The story looks something like this:
And Craig provides a few flowcharts that explain how the whole thing works under the hood:
The app relies on three data sources in addition to map API data:
- Community boundaries for each ward in Chicago
- Census information about average incomes, changes in demographics, et cetera
- The CSV of crime data
Also, some data processing happens to generate the report:
It’s a lot of data processing, really. We want to know where things happened and then, taking information from those places, identify how the aggregation of those happenings by place differ from other places nearby—in this case in Chicago.
Next step? Editorial configuration. This is where we determine what sort of information we’re looking for by asking a few questions:
Those questions circumscribe the blob of data that we need from the data processing suite. That blob gets sent to Quill, the AI that Narrative Science developed for natural language generation. That’s how a massive CSV can become a readable report without a journalist’s direct intervention. (Want to test drive it? Try QuillConnect, which takes your Twitter profile and generates a report about how you behave on Twitter. Not out yet. I’ll link when it’s out).
So, what’s different about this app from other data processing apps? Well, it’s creating a story—something that you can read, rather than interpret from, say, a picture.
That’s not to say that infographics don’t have their place. They do. In fact, I asked Dan and Craig about this after the presentation. Here’s what they said:
From Craig: “On a general level, a visualization potentially tells you many many thousands of things. It’s up to the viewer to interpret what the image is saying [which, in some cases, is what we want]. Stories, by contrast, shine when there’s something you know you want to get out of this data. A story puts it right there in front of you.”

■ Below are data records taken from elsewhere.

PR #20929, opened 2026-02-27
Almalinux auto-update - 20260227 15:48:24

almalinuxautobot:
This is an auto-generated commit. Any concern or issues, please contact or email AlmaLinux OS Foundation cloud-infra@almalinux.org (@AlmaLinux)

### DIFF
--- a/library/almalinux
+++ b/library/almalinux
@@ -1,24 +1,26 @@
-# This file was generated on https://github.com/AlmaLinux/container-images/actions/runs/21467784587
+# This file was generated on https://github.com/AlmaLinux/container-images/actions/runs/22493082393
 Maintainers: The AlmaLinux OS Foundation <cloud-infra@almalinux.org> (@AlmaLinux)
 GitRepo: https://github.com/AlmaLinux/container-images.git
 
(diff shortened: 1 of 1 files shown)


andrewlukoshko:
This PR introduces RISC-V containers for AlmaLinux Kitten 10

tianon:
Do you happen to know which profile baseline it's using?

Our build system is a sifive unmatched, so we can definitely support _this_ PR, but I'm trying to just be certain we don't need to update the bits we added for Ubuntu 25.10+ (where they target a profile for which hardware doesn't exist yet so we have to block any images `FROM` it using `riscv64` since they'll all fail to build with SIGILL :sweat_smile: :see_no_evil:).  I'm guessing y'all didn't do that, but better safe than sorry! :bow:

andrewlukoshko:
@tianon we're using RV64GC

yosifkit (approved):

yosifkit:
That is the same as Debian, so LGTM.
> The Debian port uses RV64GC as the hardware baseline
>
> - https://wiki.debian.org/RISC-V

tianon:
Thank you for confirming! :heart:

Another question worth asking: how does technology like this change the role of the journalist in storymaking? Are these positive changes? I’d need a journalist to answer this. Personally, I’d be optimistic about how this changes the role of the journalist: we all have that horror story about butchered data in a news story, not necessarily because the journalist was stupid, but because he or she had limited time and limited statistical knowledge orrrrrr, not uncommonly, because he or she incentivized to make something sound sensational (which, I will also point out, is not entirely the journalist’s fault). Narrative Science’s technology lends integrity to data-driven reports. It leaves the heartstring-pulling case studies, individual stories, and critical thinking to human beings…for now.
Other fun questions:
Q: Can you add spin to the stories, say, if a client wants that?
A: Yes. Angelic example: little league games. Narrative Science can generate two different versions of the story: one for winning team parents and one for losing team parents. The story sent to the losing team parents wouldn’t focus only on the winning team. Instead, it might point out a good performance from someone on the losing team.
Q: Does the software take sample size into account?
A: No, but there’s an aspect of human intervention to correct for that.
Q: Will this thing one day write books? Fiction? Non-Fiction?
A: If someone wanted to build a 5-volume opus about something for which they had a lot of data? Sure. Fiction? That’s harder.